[Opening Entries shown section]

Issue #3261, opened 2025-05-08
Update Firebase to version 22


LeandraH:
### Describe the Problem

There is a major version update of Firebase out: https://rnfirebase.io/migrating-to-v22
This probably requires a rewrite of our `PushNotificationsManager`, and it might fix some of our ongoing problems with notifications.

### Describe Your Preferred Solution

Update the Firebase packages to the latest versions.

### Related Issues

PN bugs: [#3171](https://github.com/digitalfabrik/integreat-app/issues/3171), [#3094](https://github.com/digitalfabrik/integreat-app/issues/3094)

steffenkleinle:
We also need to have a look at https://notifee.app/react-native/docs/integrations/fcm as the setup differs quite a bit since we are using notifee.

Issue #3171, opened 2025-03-26
Issue with Push Notifications on iPhone


nassabay:
### Describe the Bug

The district of Viersen has informed us as follows:

"Sie haben eine Push-Nachricht erstellt mit Modus: benutze Standard-Sprache, wenn keine Übersetzung verfügbar. Es erscheint bei der Nachricht in den Sprachen aber nichts."

I was able to reproduce the following in the test environment:

**Android:**
- Device: Samsung Galaxy M32
- One UI Version: 5.1
Result: Push notification received. The German message was visible in other languages. Everything worked correctly.

**iPhone:**

- iOS Version: 18.3.2
- Model: iPhone SE
Result: No push notification received. No information, nothing at all.

### Related Issues

Related/duplicates: #3094, #3261

AnnaPerelazova:
we have another issue on iOS 18.3 with push notifications so I think those are related. It is from the following municipality: https://integreat.app/altmarkkreis-salzwedel/de. They tested push notifications on the IPhone. When clicking on a received push notification, they were redirected to the municipality’s first page, not to the push notification.

f1sh1918:
@nassabay can you please update to recent iOS 18.4 and recheck the issue. If we use recent XCode version (for building the app) we can only deploy and test on recent iOS version

nassabay:
@f1sh1918 here is the result:

Device: Samsung Galaxy M32
One UI Version: 5.1
Result: Push notification received. The message in Spanish was visible in that language. Everything worked correctly. 

iPhone: iOS Version: 18.3.2 Work-Phone
Model: iPhone SE
Result: Push notification was received. Everything was as it should be. Which is strange because in the first test I didn't receive any message. 

iPhone: iOS Version: 18.4 Private-Phone
Model: iPhone SE
Result: No push notification received. No information, nothing at all.

PR #3469, opened 2025-08-13
3261, 3094, 3171, 3488: Upgrade and fix push notifications

steffenkleinle:
### Short Description

Upgrade react-native-firebase and correctly implement react-native-firebase and notifee listeners.

### Proposed Changes

- Upgrade react-native-firebase
- Correctly implement all listeners
- Refactor to simplify usage
- Bump app-toolbelt to v0.6.0 (requires https://github.com/digitalfabrik/app-toolbelt/pull/42) to be able to write plists
- Write required GoogleService-Info.plist in pre-actions and add to xcode (https://rnfirebase.io/#generating-ios-credentials)
- Correctly initialize react-native-firebase (https://rnfirebase.io/#configure-firebase-with-ios-credentials-react-native-077)
- Remove unused google service properties from build configs

### Side Effects

- I had to delete and recreate the Podfile.lock. Should be fine though.

### Testing

Test the display and opening of the news on press on both Android and iOS for all three app states each (foreground, background, quit).

### Resolved Issues

Fixes: #3261, #3094, #3171, #3488

---


native/src/utils/PushNotificationsManager.ts
```diff
@@ -60,8 +55,8 @@ export const unsubscribeNews = async (city: string, language: string): Promise<v
   const topic = newsTopic(city, language)
 
   try {
-    const messaging = await importFirebaseMessaging()
-    await messaging().unsubscribeFromTopic(topic)
+    const { getMessaging, unsubscribeFromTopic } = await import('@react-native-firebase/messaging')
+    await unsubscribeFromTopic(getMessaging(), topic)
```
LeandraH, line 59: 💭 Shouldn't the log also be within the try?

steffenkleinle:
> I'm unfortunately not getting any push notifications on emulated or real iOS but I do get the following error when opening the app on either: Image

Should be fixed now, seems like we were missing crucial steps from the react-native-firebase configuration (https://rnfirebase.io/#generating-ios-credentials and https://rnfirebase.io/#configure-firebase-with-ios-credentials-react-native-077) that got lost in the react-native upgrade (#3158).

kalairubachandrakumaran-oss:
Tested on Android with BrowserStack, following results:
- When the app is closed or running in the background, you don’t see the push notification text itself. Instead, you only see the Integreat icon and an indication that something arrived in the phone’s header area
- But when the Integreat app is open, you can see the push notification directly (compare video)
https://github.com/user-attachments/assets/9ee97b32-94bb-40d2-9fb8-c2b47d3a237a

- On iOS, tested with a real device, everything works correctly 

Big thanks to @LeandraH  for taking the time to test this with me and for explaining everything :)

[Closing Entries shown section]

§ What you have to do: Across the data, find each line that has "opened" in it and copy that line.

§ Your solution:
Issue #3261, opened 2025-05-08
Issue #3171, opened 2025-03-26
PR #3469, opened 2025-08-13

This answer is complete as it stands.